🤖 AI Summary
To address catastrophic forgetting and high computational overhead in continual learning for large language models (LLMs), this paper proposes a subspace-aware lightweight prompt tuning framework. While keeping LLM parameters frozen, it introduces PCA-guided low-dimensional subspace constraints into prompt optimization—the first such integration—enabling full retention of pretraining knowledge with only 0.04% trainable parameters. Further integrating LoRA, the method supports adaptive training with tunable accuracy–cost trade-offs.

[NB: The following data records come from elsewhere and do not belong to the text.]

PR #1168, opened 2026-08-11
test(e2e): add baseline config, query, annotation and variable suites

### LINKED ISSUE #239: Add e2e testing for openSearch
- Use the [instructions](https://github.com/grafana/data-sources/blob/main/docs/testing/e2e-testing.md) to add config and query e2e tests. 
- Follow this [document](https://github.com/grafana/data-sources/blob/main/docs/testing/cloud-e2e-testing.md) to ensure that the e2e tests run nightly against a live Grafana instance
- once the above are completed, ensure the "Data Source Testing" tab is updated in the [spreadsheet](https://docs.google.com/spreadsheets/d/1cwUeUhoKofc2GHGPZlZfaMRoOdkjUGxlQYfek1kqrdg/edit?gid=1011020740#gid=1011020740).

fabrizio-grafana:
Closes #239

Adds a baseline end-to-end suite and wires up the two Cloud test lanes, as per internal test practices.

Tests move from `tests/` to `tests/e2e/`, as the guide prescribes.

### Fixture data

A seeded generator (`seed=42`) produces two indices over a pinned four-hour window, loaded by a one-shot `opensearch-loader` container that Grafana now waits on via `service_completed_successfully` — so tests can never race an empty cluster.

Mappings are explicit rather than dynamic on purpose: `traceId`, `traceGroup` and `serviceName` must be `keyword` for the terms aggregations behind the Traces query type. Under dynamic mapping they become `text` and every trace query silently returns nothing. See `tests/e2e/fixtures/README.md`.

Two provisioned datasources (`OpenSearch E2E Logs`, `OpenSearch E2E Traces`) point at them. The three pre-existing datasources are unchanged apart from their URL, which moves from `host.docker.internal` to the `opensearch-node1` service name so it resolves regardless of Docker flavour.


mattvella07 (approved):
LGTM

PR #1171, opened 2026-08-21
Chore: Use npm as package manager

itsmylife:
## Summary
- Replace Yarn with npm and regenerate the dependency lockfile
- Update workflows, documentation, and development commands to use npm
- Preserve the existing Redux Toolkit 1.9 / Redux 4 dependency stack for Grafana 10.4 compatibility

## Dependency resolution reasoning
Yarn's peer virtualization allowed Redux Toolkit 1.9 to coexist with packages that use newer Redux versions. npm uses a hoisted dependency tree and initially selected `react-redux@9` and Redux 5 at the root, which led to upgrading Redux Toolkit from 1.9.7 to 2.0.0 to satisfy peer dependencies.

The Grafana 10.4 E2E job then failed deterministically after query-editor interactions: selecting **Raw Data** did not update the checked radio, and switching to PPL never mounted the PPL editor. The same tests passed against newer Grafana versions, and the baseline Yarn build passed on Grafana 10.4, isolating the regression to the changed Redux dependency stack rather than Playwright timing.

This PR now keeps Redux Toolkit 1.9.7 and explicitly pins its compatible `react-redux@8.1.3` and `redux@4.2.1` peers. npm nests Redux 5 / React Redux 9 under the Grafana UI dependencies that require them, avoiding the incompatible root-level upgrade.

## Test plan
- [x] `npm ci --ignore-scripts`
- [x] `npm run typecheck`
- [x] `npm run test:ci -- src/components/QueryEditor src/hooks/useStatelessReducer.test.ts` (107 tests)
- [x] `npm run lint -- --no-cache`
- [x] `npm run build`
- [x] Re-run the three failed query-editor scenarios against Grafana Enterprise 10.4.19


src/configuration/DataLink.tsx
akkikumar72, line 5: `LegacyForms` is deprecated.  mentioned by GH workflow. Does it need to be fixed here?

package.json
```diff
@@ -104,7 +105,8 @@
     "webpack-virtual-modules": "0.6.2"
   },
   "engines": {
-    "node": ">=20"
+    "node": ">=24",
+    "npm": ">=11.16.0"
   },
-  "packageManager": "yarn@4.17.1"
+  "packageManager": "npm@11.18.0"
```
akkikumar72: Node 24.19.0 is successfully exercised by the current CI run, so the Node 24 change looks valid. 
However, the setup logs [show npm 11.17.0 ](https://github.com/grafana/opensearch-datasource/actions/runs/32727635867/job/97432470953) while packageManager pins npm 11.18.0. 
Should CI explicitly install 11.18.0, or should the packageManager value match the npm version bundled with Node 24.19.0?
Screenshot 2026-08-25 at 14 20 14

itsmylife: It should match the version. I'll update it.

src/configuration/DataLink.tsx
itsmylife: Outside the scope of this PR. I won't fix it in here.

akkikumar72 (approved):

PR #367, opened 2016-09-02
Particles

picknchew:
Implement all of the spawnParticle methods in World.
Add support for Particle enum in GlowParticle.
Remove hacky workaround for playEffect method.

### DIFF
--- a/src/main/java/net/glowstone/GlowWorld.java
+++ b/src/main/java/net/glowstone/GlowWorld.java
@@ -1726,8 +1726,7 @@ public final class GlowWorld implements World {
             throw new IllegalArgumentException("wrong data type " + data.getClass() + " should be " + particle.getDataType());
         }
 
-        for (Player player : getPlayers()) {
-            GlowPlayer glowPlayer = (GlowPlayer) player;
+        for (GlowPlayer player : getRawPlayers()) {
             double distance = player.getLocation().distanceSquared(location);
             boolean isLongDistance = GlowParticle.isLongDistance(particle);
 
@@ -1735,7 +1734,7 @@ public final class GlowWorld implements World {
             int[] particleData = GlowParticle.getData(particle, data);
 
             if (distance <= 1024.0D || isLongDistance && distance <= 262144.0D) {
-                glowPlayer.getSession().send(new PlayParticleMessage(particleId, isLongDistance, (float) location.getX(), (float) location.getY(), (float) location.getZ(), (float) offsetX, (float) offsetY, (float) offsetZ, (float) extra, count, particleData));
+                player.getSession().send(new PlayParticleMessage(particleId, isLongDistance, (float) location.getX(), (float) location.getY(), (float) location.getZ(), (float) offsetX, (float) offsetY, (float) offsetZ, (float) extra, count, particleData));
             }
         }
     }
--- a/src/main/java/net/glowstone/GlowWorld.java
+++ b/src/main/java/net/glowstone/GlowWorld.java
@@ -1731,7 +1731,7 @@ public final class GlowWorld implements World {
             boolean isLongDistance = GlowParticle.isLongDistance(particle);
 
             int particleId = GlowParticle.getId(particle);
-            int[] particleData = GlowParticle.getData(particle, data);
+            int[] particleData = GlowParticle.getExtData(particle, data);
 
             if (distance <= 1024.0D || isLongDistance && distance <= 262144.0D) {
                 player.getSession().send(new PlayParticleMessage(particleId, isLongDistance, (float) location.getX(), (float) location.getY(), (float) location.getZ(), (float) offsetX, (float) offsetY, (float) offsetZ, (float) extra, count, particleData));
--- a/src/main/java/net/glowstone/GlowWorld.java
+++ b/src/main/java/net/glowstone/GlowWorld.java
@@ -18,6 +18,7 @@ import net.glowstone.io.WorldMetadataService.WorldFinalValues;
 import net.glowstone.io.WorldStorageProvider;
 import net.glowstone.io.anvil.AnvilWorldStorageProvider;
 import net.glowstone.net.message.play.entity.EntityStatusMessage;
+import net.glowstone.net.message.play.game.PlayParticleMessage;
 import net.glowstone.net.message.play.player.ServerDifficultyMessage;
 import net.glowstone.util.BlockStateDelegate;
 import net.glowstone.util.GameRuleManager;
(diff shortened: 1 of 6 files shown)


src/main/java/net/glowstone/GlowWorld.java
```diff
@@ -1670,63 +1667,82 @@ public WorldBorder getWorldBorder() {
...
+    public <T> void spawnParticle(Particle particle, Location location, int count, double offsetX, double offsetY, double offsetZ, double extra, T data) {
+        if (particle == null) {
+            throw new IllegalArgumentException("particle cannot be null!");
+        }
+
+        if (data != null && !particle.getDataType().isInstance(data)) {
+            throw new IllegalArgumentException("wrong data type " + data.getClass() + " should be " + particle.getDataType());
+        }
 
+        for (Player player : getPlayers()) {
```
mastercoms: Use `getRawPlayers()` to skip the cast.

src/main/java/net/glowstone/constants/GlowParticle.java
```diff
@@ -71,58 +76,139 @@ private GlowParticle() {
...
+            case MOB_APPEARANCE:
+                return true;
+        }
+
+        return false;
     }
 
-    private static void set(Effect particle, int id) {
-        ids[particle.ordinal()] = id;
+    private static void set(Particle particle, Effect effect, int id) {
```
mastercoms, line 210: Use `Hashtable`, instead of `HashMap`, and catch for `NullPointerException`.

src/main/java/net/glowstone/net/message/play/game/PlayParticleMessage.java
```diff
@@ -10,9 +10,9 @@
     private final boolean longDistance;
     private final float x, y, z;
     private final float ofsX, ofsY, ofsZ;
-    private final float data;
+    private final float extData;
```
mastercoms: Why were these switched? It [causes confusion](https://github.com/GlowstoneMC/Glowstone/pull/367/files#diff-250587d7c6abd10595cec0302287551bR30).

picknchew: Spigot API says that it's the other way around and I agree.

src/main/java/net/glowstone/net/codec/play/game/PlayParticleCodec.java
```diff
@@ -24,11 +24,13 @@ public ByteBuf encode(ByteBuf buf, PlayParticleMessage message) throws IOExcepti
         buf.writeFloat(message.getOfsX());
         buf.writeFloat(message.getOfsY());
         buf.writeFloat(message.getOfsZ());
-        buf.writeFloat(message.getData());
+        buf.writeFloat(message.getExtData());
         buf.writeInt(message.getCount());
-        for (int extData : message.getExtData()) {
+
+        for (int extData : message.getData()) {
```
mastercoms: Change to `int data`. It's confusing right now due to mismatched names.

src/main/java/net/glowstone/constants/GlowParticle.java
picknchew: Why `HashTable`? This will only slow it down. Checking for null is not particularly useful either as these are set values.

src/main/java/net/glowstone/constants/GlowParticle.java
```diff
@@ -13,53 +16,55 @@
 public final class GlowParticle {
 
     private static final int[] EMPTY = new int[0];
-    private static final int[] ids = new int[Effect.values().length];
+    private static final int[] ONE_EMPTY = new int[]{0};
+    private static final int[] TWO_EMPTY = new int[]{0, 0};
+
+    private static final Map<Object, Integer> ids = new HashMap<>();
```
mastercoms, line 22: Actually, why was `ids` changed to `HashMap` in the first place?

src/main/java/net/glowstone/constants/GlowParticle.java
mastercoms: I thought since you made it a `HashMap`, you wanted to support mods adding new particle effects.

src/main/java/net/glowstone/constants/GlowParticle.java
picknchew: Maintainability, readability and also to support the Particle enum without having to create another array.

mastercoms:
Why was rename reverted? It was fine except for the variable in the for each statement.

picknchew:
I realized I dun goofed. Spigot actually says that speed is extra data and that was what the previous rename was supposed to be. I think it's best we stick with what we have now.

mastercoms:
Ah ok. Perhaps the warning messages should be reverted as well?

src/test/java/net/glowstone/constants/ParticleTest.java
```diff
@@ -44,16 +44,19 @@ public void testGetData() {
         switch (particle) {
             case ITEM_BREAK:
                 assertEquals("Wrong getData for " + particle, true, particle.getData() != null);
-                assertArrayEquals("Wrong extData for " + particle, new int[]{Material.STONE.getId(), 1}, GlowParticle.getData(particle, STONE));
+                assertArrayEquals("Wrong data for " + particle, new int[]{Material.STONE.getId(), 1}, GlowParticle.getData(particle, STONE));
```
mastercoms: An artifact from the rename?

src/test/java/net/glowstone/constants/ParticleTest.java
```diff
@@ -44,16 +44,19 @@ public void testGetData() {
...
                 break;
             case TILE_BREAK:
+                assertEquals("Wrong getData for " + particle, true, particle.getData() != null);
```
mastercoms: These are still switched. And I think the warning for `data` should be `Wrong data for`, not `Wrong getData for`.

src/test/java/net/glowstone/constants/ParticleTest.java
```diff
@@ -43,17 +43,20 @@ public void testGetData() {
 
         switch (particle) {
             case ITEM_BREAK:
-                assertEquals("Wrong getData for " + particle, true, particle.getData() != null);
-                assertArrayEquals("Wrong extData for " + particle, new int[]{Material.STONE.getId(), 1}, GlowParticle.getData(particle, STONE));
+                assertEquals("Wrong data for " + particle, true, particle.getData() != null);
+                assertArrayEquals("Wrong extData for " + particle, new int[]{Material.STONE.getId(), 1}, GlowParticle.getExtData(particle, STONE));
```
mastercoms: Do you think that `extra data` would be more readable vs `extData`? I'm not sure because it deviates from the actual variable name, but is a human friendly name.

mastercoms:
Confirmed working with TrailGUI.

Evaluated on SuperGLUE, it achieves 100% pretraining knowledge retention, surpasses baseline accuracy, and attains state-of-the-art performance using merely 1% tunable parameters, alongside substantial training efficiency gains. The core innovation lies in unifying subspace geometric constraints with prompt tuning, thereby achieving both efficient adaptation and strong knowledge stability.
📝 Abstract
We propose SPARC, a lightweight continual learning framework for large language models (LLMs) that enables efficient task adaptation through prompt tuning in a lower-dimensional space. By leveraging principal component analysis (PCA), we identify a compact subspace of the training data. Optimizing prompts in this lower-dimensional space enhances training efficiency, as it focuses updates on the most relevant features while reducing computational overhead. Furthermore, since the model's internal structure remains unaltered, the extensive knowledge gained from pretraining is fully preserved, ensuring that previously learned information is not compromised during adaptation. Our method achieves high knowledge retention in both task-incremental and domain-incremental continual learning setups while fine-tuning only 0.04% of the model's parameters. Additionally, by integrating LoRA, we enhance adaptability to computational constraints, allowing for a tradeoff between accuracy and training cost. Experiments on the SuperGLUE benchmark demonstrate that our PCA-based prompt tuning combined with LoRA maintains full knowledge retention while improving accuracy, utilizing only 1% of the model's parameters. These results establish our approach as a scalable and resource-efficient solution for continual learning in LLMs.